Work item – Each line below that carries the string "backwards" must appear in the answer.

Saved entries
PR #2220, opened 2016-08-23
Lazy currency loading. Add currencies to cfg api.

gannetson:
+ Read currencies from tenant settings (lazily).
+ Expose currencies in config api.

BB-7633 #resolve
BB-7634 #resolve

### DIFF
--- a/bluebottle/settings/base.py
+++ b/bluebottle/settings/base.py
@@ -532,6 +532,14 @@ PROJECT_PAYOUT_FEES = {
     'not_fully_funded': .05
 }
 
+CURRENCIES_ENABLED = [
+    {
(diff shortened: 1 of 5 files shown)


bluebottle/settings/base.py
```diff
@@ -532,6 +532,14 @@
...
 }
 
+CURRENCIES_ENABLED = [
+    {
+        'code': 'EUR',
+        'name': 'Euro',
+        'symbol': u"\u20AC"
+    }
+]
+
```
gannetson: @ernst I took your suggestion in consideration, but in the end I think this more verbose method is slightly better than derive it from payment methods. Are you ok with this?

PR #2680, opened 2017-04-19
Fix chargebacks not being included

eodolphi:


gannetson:
@eodolphi Should we write tests for this by now?

PR #2682, opened 2017-04-19
added a deadline_to_apply field to tasks

mauricekleine:


mauricekleine:
I just noticed that this is not yet added in the backoffice, if that is desired.

PR #2685, opened 2017-04-21
Make it possible to read organiations when not logged in

eodolphi:
BB-9676 #resolve


rollick:
@eodolphi I think we should embed an org preview record (name, website) in the project response rather than opening up the get endpoint to anyone.

eodolphi:
That is fine by me, but what is the reasoning behind that exactly? I will add a comment with that then.

PR #2693, opened 2017-05-02
Add mpesa flow for Flutterwave

gannetson:


bluebottle/payments/serializers.py
```diff
@@ -5,9 +5,11 @@
 
 
 class OrderPaymentActionSerializer(serializers.ModelSerializer):
+    data = serializers.JSONField(source='payload')
+
     class Meta:
         model = OrderPaymentAction
-        fields = ('type', 'method', 'url', 'payload')
+        fields = ('type', 'method', 'url', 'payload', 'data')
```
gannetson: I want to sent a proper JSON object here `data`, but want to keep it backwards compatible so also keep the `payload` object.

bluebottle/payments_flutterwave/adapters.py
```diff
@@ -18,15 +20,44 @@
 
 
 class FlutterwavePaymentAdapter(BasePaymentAdapter):
-    MODEL_CLASSES = [FlutterwavePayment]
+    MODEL_CLASSES = [FlutterwavePayment, FlutterwaveMpesaPayment]
```
eodolphi: Wouldn't it be a little simpler if we had one model per adapter, and have both the MPesa en the Verve implementation of flutterwave extend from a common base adapter?

gannetson: We now we use the psp name to determine what adapter to use. We do the same with Docdata CC/Ideal vs Docdata Directdebit. I totally agree that this would be more readable if we would have separate adapters. Should we then split it and have adapters called DocdataDirectdebit, DocdataCreditcard and so on?

PR #2695, opened 2017-05-02
update cron job start and end date to a single day

ashutoshb:


bluebottle/analytics/tasks.py
```diff
@@ -42,8 +42,7 @@ def _process_handler(backend, timestamp, tags, fields):
 @shared_task
 def generate_engagement_metrics():
     today = date.today()
```
rollick: Maybe this should be datetime.datetime.utcnow().date() otherwise it will use local time. In the past we changed the timezone from UTC to Amsterdam which would mess with things. Not likely to happen often but still good to think about.

PR #2705, opened 2017-05-05
update the engagement metrics every 30 mins

ashutoshb:


bluebottle/analytics/tasks.py
```diff
@@ -41,8 +41,13 @@ def _process_handler(backend, timestamp, tags, fields):
 
 @shared_task
 def generate_engagement_metrics():
+    # Generate metrics every 30 mins. The timestamp will be of the end date and hence in the future.
```
rollick: @ashutoshb is this description correct? Isn't this generating metrics for the day so far?

ashutoshb: The cronjob will be run every 30 mins with the todays date as start date and tomorrows day as the end date. Hence with every run, we will update the current engagement number. The timestamp of the influx entry is always the end date. So with every run the current engagement number will just be over written.

PR #2772, opened 2017-06-02
Make sure old project and tasks show in statics

gannetson:


ashutoshb:
@gannetson : I haven't checked if the old task members are missing in the task member status log. If so, then should we also consider doing the migration for the missing task member -> task member status log in this PR itself or maybe make a new PR for it. The rest of the PR looks good.

gannetson:
I haven't looked at TaskMembers, makes sense to do a data migration for that too. I'll look into it. 
So are you confident this migration won't mess up metrics in the sense that it will trigger events? @ashutoshb

ashutoshb:
@gannetson : there are no influxdb entries sent on trigger events on *logs Models. 👍

gannetson:
@ashutoshb, added task member log too

PR #2775, opened 2017-06-09
Hotfix/booking analytics dump

ashutoshb:
@rollick / @eodolphi : This special booking participation report has to be first passed by Frank thru Diwy for their approval and then thru Sebastian to confirm if this is exactly what they wish for. There might be  going to be a lot of ping-pong on this one, so I'll keep updating it as the change requests come in. Hence also I am not putting effort in writing any tests or code refactoring, till we nail the final specifics down.


bluebottle/statistics/tests/test_unit.py
```diff
@@ -398,3 +399,133 @@ def test_since_last_year(self):
...
+        count = self.statistics.get_tasks_status_count_by_location_group(location_group=self.location.group.name,
+                                                                         statuses=['in progress'])
+        self.assertEqual(count, 1)
+
+    def test_tasks_status_count_by_theme(self):
+        count = self.statistics.get_tasks_status_count_by_theme(theme='education', statuses=['in progress'])
+        self.assertEqual(count, 2)
+
+    def test_task_members_total(self):
+        pass
```
eodolphi: these should probably be filled in.

PR #2792, opened 2017-07-05
BB-10083 Replace Bank BIC field with generic bank details 

ashutoshb:


bluebottle/bb_projects/models.py
```diff
@@ -236,6 +235,10 @@ def people_needed(self):
 
         return requested - counts['total'] + (counts['externals'] or 0)
 
+    @property
+    def account_bic(self):
+        return self.account_details
+
```
gannetson: I guess this is here because of backwards compatibility, but this isn't writeable. Do you think we still have the desired behaviour? @ashutoshb

gannetson: Never mind. I see you have a test proving that it works :-)

gannetson: Jeez-Louis, I should not do reviews after such a long day. Your failing test prove I might be right! 
I created a PR against this which fixes it.
Nice work @ashutoshb. I like how you thought about keeping this compatible with current Reef!

PR #2797, opened 2017-07-10
Clean up and add tests for bulk importer BB-10100

rollick:


bluebottle/clients/management/commands/bulk_import.py
```diff
@@ -31,229 +31,195 @@
...
+    def reset(self, total=1):
+        self.total = total
+        self.count = 1
+
+
 class Command(BaseCommand):
+    """
+    TODO: json import should:
+        * pages:
+        ** always include language
```
gannetson: Or default to the tenant default?

PR #2798, opened 2017-07-14
BB-10086 extend category admin with cards

ashutoshb:


bluebottle/categories/models.py
```diff
@@ -43,3 +36,20 @@ def __unicode__(self):
...
+
+
+class CategoryContent(models.Model):
+    category = models.ForeignKey(Category, related_name='contents')
+    title = models.CharField(_('title'), max_length=60)
+    description = models.TextField(_("description"), max_length=190)
+    image = ImageField(_("image"), max_length=255, blank=True, null=True, upload_to='categories/content/',
+                       help_text=_("Category content image"))
+    video_url = models.URLField(max_length=100, blank=True, default='')
+    link = models.URLField(_('Link url'), blank=True)
```
gannetson: I think you also need a title to the link, so you can say "View all projects" or "Read more". Maybe check with Rolf?

ashutoshb:
As discussed with Rolf, the following changes need to be made.

- Add extra link_text field with 'Read more' as default
- Description is optional
- Show a message under the video url stating that 'The image is over-ridden if video url is present'

bluebottle/categories/admin.py
```diff
@@ -1,13 +1,29 @@
...
 from sorl.thumbnail.admin import AdminImageMixin
+from tinymce.widgets import TinyMCE
+from .models import Category, CategoryContent
+
+
+class CatergoryContentForm(forms.ModelForm):
+    description = forms.CharField(widget=TinyMCE())
+
+    class Meta:
+        mode = CategoryContent
```
eodolphi: This should probably be model right?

Exercise output –
gannetson: I want to sent a proper JSON object here `data`, but want to keep it backwards compatible so also keep the `payload` object.
gannetson: I guess this is here because of backwards compatibility, but this isn't writeable. Do you think we still have the desired behaviour? @ashutoshb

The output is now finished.